### Exercise directions
Below are the records; output them exactly from the first line through the line with "I see support", stopping there.

※ ※ ※

PR #1322, opened 2021-02-02
Add matching refs

AHaymond:
Adding the ability to retrieve matching refs based on suffix per Github API V3 [docs](https://docs.github.com/en/rest/reference/git#list-matching-references)


lib/octokit/client/refs.rb
```diff
@@ -23,6 +23,19 @@ def refs(repo, namespace = nil, options = {})
...
+      #
+      # @param repo [Integer, String, Repository, Hash] A GitHub repository
+      # @param ref [String] The ref, e.g. <tt>tags/v0.0.3</tt> or <tt>heads/rails-3</tt>
+      # @return [Array<Sawyer::Resource>] The reference matching the given repo and the ref id
+      # @see https://developer.github.com/v3/git/refs/#list-matching-references
+      # @example Fetch refs matching  tags/v2 for sferik/rails_admin
+      #   Octokit.ref("sferik/rails_admin","tags/v2")
+      def matching_refs(repo, ref, options = {})
+        path = "#{Repository.path repo}/git/matching-refs/#{ref}"
+        paginate path, options
```
tarebyte, line 36: Since we aren't doing anything fancy to the path, we can probably just leave it all as one line:

```suggestion
        paginate "#{Repository.path repo}/git/matching-refs/#{ref}", options
```

tarebyte (approved):

lib/octokit/client/refs.rb
AHaymond: Absolutely, thanks for the suggestion.

PR #1329, opened 2021-02-25
Rename branch support

### LINKED ISSUE #1328: Branch renaming support
I see support for branch renames in the [JS client](https://octokit.github.io/rest.js/v18#repos-rename-branch), but not here in the Ruby client. Are there any plans to add support for this? If there hasn't been any work done yet, I'd be happy to help!

Note that I'm not referring to _setting_ a default branch. I'm referring to the new `rename` feature that auto-switches PR targets, inherits protection rules, etc.

gmcgibbon:
Closes #1328 

https://docs.github.com/en/rest/reference/repos/#rename-a-branch

This adds support for the renaming branches to the Ruby client. ~We still need a VCR cassette that works. Would using my own repo with temp access token break tests?~

cc @tarebyte


gmcgibbon:
Tests are 🟢! I see the obfuscation in the cassette, but deleted the API token I used, just to be safe. Please review this when you can, @tarebyte ❤️

tarebyte (approved):

PR #1332, opened 2021-04-07
Added the ability to get GitHub Actions billing for an organization.

M-Yamashita01:
Hello, we recently started developing tools to report usage and billing every month for GitHub Actions with Octokit.
During development, we noticed that there was no way to get the billing through Octokit.
Get GitHub Actions Billing for an organization: https://docs.github.com/en/rest/reference/billing#get-github-actions-billing-for-an-organization

Therefore, we hope to add this functionality to Octokit rather than having to hit the GitHub API directly.

Let me know if anything is unclear, or could be improved. Thank you.


hmharvey (approved):
Thank you for adding this ✨

PR #1, opened 2020-05-06
Redis consumer

sobychacko:
* Provide a reusable consumer bean.
* Options for redis key, queue or topic.
* Adding tests to veify.


functions/consumer/redis-consumer/src/test/java/org/springframework/cloud/fn/consumer/redis/AbstractRedisConsumerTests.java
```diff
@@ -0,0 +1,53 @@
...
+@DirtiesContext
+public class AbstractRedisConsumerTests {
+
+	@Autowired
+	Consumer<Message<?>> redisConsumer;
+
+	@Autowired
+	RedisConnectionFactory redisConnectionFactory;
+
+	StringRedisTemplate createStringRedisTemplate(RedisConnectionFactory connectionFactory) {
```
artembilan, line 42: There is already such a bean in Spring Boot: https://github.com/spring-projects/spring-boot/blob/master/spring-boot-project/spring-boot-autoconfigure/src/main/java/org/springframework/boot/autoconfigure/data/redis/RedisAutoConfiguration.java#L62

So, you just need to have it autowired on your test level alongside with that `redisConnectionFactory`.
If we need it after that yet, of course...

functions/consumer/redis-consumer/src/test/java/org/springframework/cloud/fn/consumer/redis/RedisConsumerQueueTests.java
```diff
@@ -0,0 +1,49 @@
...
+
+		//Execute
+		Message<String> message = MessageBuilder.withPayload("hello").build();
+
+		redisConsumer.accept(message);
+
+		Object result = redisTemplate.boundListOps("test-queue").rightPop(5000, TimeUnit.MILLISECONDS);
+		assertThat(result).isNotNull();
+
+		assertThat(result).isEqualTo("hello");
```
artembilan, line 47: Just FYI: assertions can be combined or nested:
```
assertThat(result)
    .isNotNull()
    .isEqualTo("hello");
```
But in your case `.isNotNull()` is really redundant 😄

functions/consumer/redis-consumer/src/test/resources/application.properties
```diff
@@ -0,0 +1,4 @@
+spring.redis.host=${embedded.redis.host}
+spring.redis.port=${embedded.redis.port}
+spring.redis.user=${embedded.redis.user}
+spring.redis.password=${embedded.redis.password}
```
artembilan, line 4: New line in the end of each file.

artembilan:
Merged as https://github.com/spring-cloud/stream-applications/commit/86fc242292d215e777fe35f551c6a167e7fe8a06 after private discussion and fixing the mentioned changed.

PR #48, opened 2020-05-20
Add http-request-function and processor app

### LINKED ISSUE #36: Migrate httpclient processor apps
Convert the current httpclient processor as a function and then generate apps for the binders.

dturanski:
Resolves #36


sobychacko:
@dtur Could you also add a simple `README` on the functions side? See [this PR](https://github.com/spring-cloud/stream-applications/pull/47) where I tried to add some basic info. All it needs is some information about how one may inject it as a standalone function and use it. We can also link to the properties class there.

applications/processor/http-request-processor/src/test/resources/META-INF/spring.binders
```diff
@@ -0,0 +1,2 @@
+integration:\
+org.springframework.cloud.stream.binder.test.TestChannelBinderConfiguration
```
artembilan, line 2: New line in the end of file.

applications/processor/http-request-processor/src/main/resources/META-INF/dataflow-configuration-metadata-whitelist.properties
```diff
@@ -0,0 +1,2 @@
+configuration-properties.classes=org.springframework.cloud.stream.app.processor.http.request.HttpRequestProcessorProperties,\
+  org.springframework.cloud.stream.app.processor.http.request.HttpRequestProcessorProperties$Retry
```
artembilan, line 2: Looks like there is no `Retry` class any more.

applications/processor/http-request-processor/src/main/java/org/springframework/cloud/stream/app/processor/http/request/HttpRequestProcessorProperties.java
```diff
@@ -0,0 +1,254 @@
...
+ * @author Waldemar Hummer
+ * @author Mark Fisher
+ * @author Christian Tzolov
+ * @author Artem Bilan
+ * @author David Turanski
+ */
+
+@Validated
+@ConfigurationProperties("http.request.processor")
+public class HttpRequestProcessorProperties implements HttpRequestProperties {
```
artembilan, line 46: Even though you don't create a function as a bean over here, you still can configure `http.request` properties.
So, I don't see anything wrong to have two these configuration classes on the processor and do respective logic to distribute properties combination. This way we indeed won't need a common interface to support and will avoid some confusion in the target projects.

applications/processor/http-request-processor/src/main/resources/META-INF/dataflow-configuration-metadata-whitelist.properties
dturanski: Yes. We discussed that. It no longer applies here. The binder already implements Retry.

applications/processor/http-request-processor/src/main/java/org/springframework/cloud/stream/app/processor/http/request/HttpRequestProcessorProperties.java
dturanski: This is a consequence of the boot metadata/doc plugin. The only way to generate all the properties in the README AFAICT.  I tried some other (obvious) combinations.

dturanski: Also:
* The validation rules (e.g., only one of urlExpression, url) require the processor properties to "inherit" or compose with the function properties.  The validation rules are different for function properties (e.g. url is required).
* The same prefix for all properties in the app context is less confusing IMHO

applications/processor/http-request-processor/src/main/resources/META-INF/dataflow-configuration-metadata-whitelist.properties
artembilan: So, are you going to fix this then?

applications/processor/http-request-processor/src/main/java/org/springframework/cloud/stream/app/processor/http/request/HttpRequestProcessorProperties.java
artembilan: OK. Thanks. Resolved then!

applications/processor/http-request-processor/src/main/resources/META-INF/dataflow-configuration-metadata-whitelist.properties
```diff
@@ -0,0 +1,2 @@
+configuration-properties.classes=org.springframework.cloud.stream.app.processor.http.request.HttpRequestProcessorProperties,\
```
artembilan, line 1:
```suggestion
configuration-properties.classes=org.springframework.cloud.stream.app.processor.http.request.HttpRequestProcessorProperties
```

applications/processor/http-request-processor/src/main/resources/META-INF/dataflow-configuration-metadata-whitelist.properties
artembilan:
```suggestion
```

PR #54, opened 2020-06-05
JMS Supplier/Source

sobychacko:


applications/processor/bridge-processor/README.adoc.tmp
```diff
@@ -0,0 +1,11 @@
...
+= Bridge Processor
+
+A processor that bridges the input and ouput by simply passing the incoming payload to the outbound.
+
+=== Payload
+
+Any
+
+//end::ref-doc[]
+null
```
artembilan, line 11: `null` ?
And why this file has a `.tmp` name?

functions/supplier/jms-supplier/src/main/java/org/springframework/cloud/fn/supplier/jms/JmsSupplierProperties.java
```diff
@@ -0,0 +1,126 @@
...
+import org.springframework.boot.context.properties.ConfigurationProperties;
+import org.springframework.validation.annotation.Validated;
+
+/**
+ * Properties for the JMS Supplier.
+ *
+ * @author Gary Russell
+ *
+ */
+@ConfigurationProperties(prefix = "jms")
```
artembilan, line 30: I think this has to go with the `jms.supplier` since there might be something like `jms.consumer` in the same classpath.

PR #55, opened 2020-06-09
Websocket supplier/consumer - source/sink

sobychacko:


sobychacko:
@artembilan Maybe we can refactor it to the reactive version in another iteration?

artembilan:
Sure! We can. Let's address other minor issues and merge!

※ ※ ※

### Exercise response
PR #1322, opened 2021-02-02
Add matching refs

AHaymond:
Adding the ability to retrieve matching refs based on suffix per Github API V3 [docs](https://docs.github.com/en/rest/reference/git#list-matching-references)


lib/octokit/client/refs.rb
```diff
@@ -23,6 +23,19 @@ def refs(repo, namespace = nil, options = {})
...
+      #
+      # @param repo [Integer, String, Repository, Hash] A GitHub repository
+      # @param ref [String] The ref, e.g. <tt>tags/v0.0.3</tt> or <tt>heads/rails-3</tt>
+      # @return [Array<Sawyer::Resource>] The reference matching the given repo and the ref id
+      # @see https://developer.github.com/v3/git/refs/#list-matching-references
+      # @example Fetch refs matching  tags/v2 for sferik/rails_admin
+      #   Octokit.ref("sferik/rails_admin","tags/v2")
+      def matching_refs(repo, ref, options = {})
+        path = "#{Repository.path repo}/git/matching-refs/#{ref}"
+        paginate path, options
```
tarebyte, line 36: Since we aren't doing anything fancy to the path, we can probably just leave it all as one line:

```suggestion
        paginate "#{Repository.path repo}/git/matching-refs/#{ref}", options
```

tarebyte (approved):

lib/octokit/client/refs.rb
AHaymond: Absolutely, thanks for the suggestion.

PR #1329, opened 2021-02-25
Rename branch support

### LINKED ISSUE #1328: Branch renaming support
I see support for branch renames in the [JS client](https://octokit.github.io/rest.js/v18#repos-rename-branch), but not here in the Ruby client. Are there any plans to add support for this? If there hasn't been any work done yet, I'd be happy to help!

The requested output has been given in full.